Consider the bonding properties of the three compounds

(CO2, CO, CO32-). Explain the hybridization of the carbon atom

and pi-bonding in each compound based on valence bond theory,

and determine which one has the weakest carbon-to-oxygen

bond.

CO3^2 - has the weakest C-O bond

Explanation:

Hybridization is a valence bond concept that has to do with the mixing of atomic orbitals to give hybrid atomic orbitals suitable for overlapping with orbitals of other atoms to form molecules. The hybridization of the carbon atom in CO, CO2 and CO3^2 - are; sp, sp and sp2. This implies that there must be pi bonding in each of the species since sp and sp2 hybridized carbon atoms are known to lead to molecules possessing pi bonds.

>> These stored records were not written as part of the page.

PR #188, opened 2023-01-12
Use DataProvider type in oracle from Pallet config

cr4pt0:
- add `DataProvider` to oracle pallet config
- Add new Storage `Vec<OracleKeys>`
- Add new extrinsic to update the Storage with `oracle_keys`
- load prices `on_initialize` to track the price status and move parachain offline or online
- remove unused `Storages`

### DIFF
--- a/pallets/oracle/src/lib.rs
+++ b/pallets/oracle/src/lib.rs
@@ -11,7 +11,7 @@ extern crate mocktopus;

In CO2, carbon in sp hybridized state is bonded to two oxygen atoms in sp2 hybridized state leading to a double bond between carbon and each oxygen atom. In CO, the carbon atom is sp hybridized while the oxygen atom is sp2 hybridized. CO3^2 - contains an sp2 hybrized carbon atom in a trigonal planar geometry.

The relative bond lengths of the C-O bond in CO2, CO and CO3^2 - is 116 pm, 112.8 pm and 136pm. Hence CO3^2 - has the longest bond length. Remember that bond length is inversely proportional to the bond order. That is, the shorter the bond length, the greater the bond order. This implies that CO will have the greatest bond order because it shows the shortest bond length. It turns out that CO has a bond order of 3, CO2 has a bond order of 2 and CO3^2 - has a bond order of 1.33. This is intermediate between the bond order of single and that of double C-O bond hence CO3^2 - is represented using resonance structures.

The species with the longest C-O bond length also has the weakest C-O bond hence CO3^2 - has the weakest C-O bond.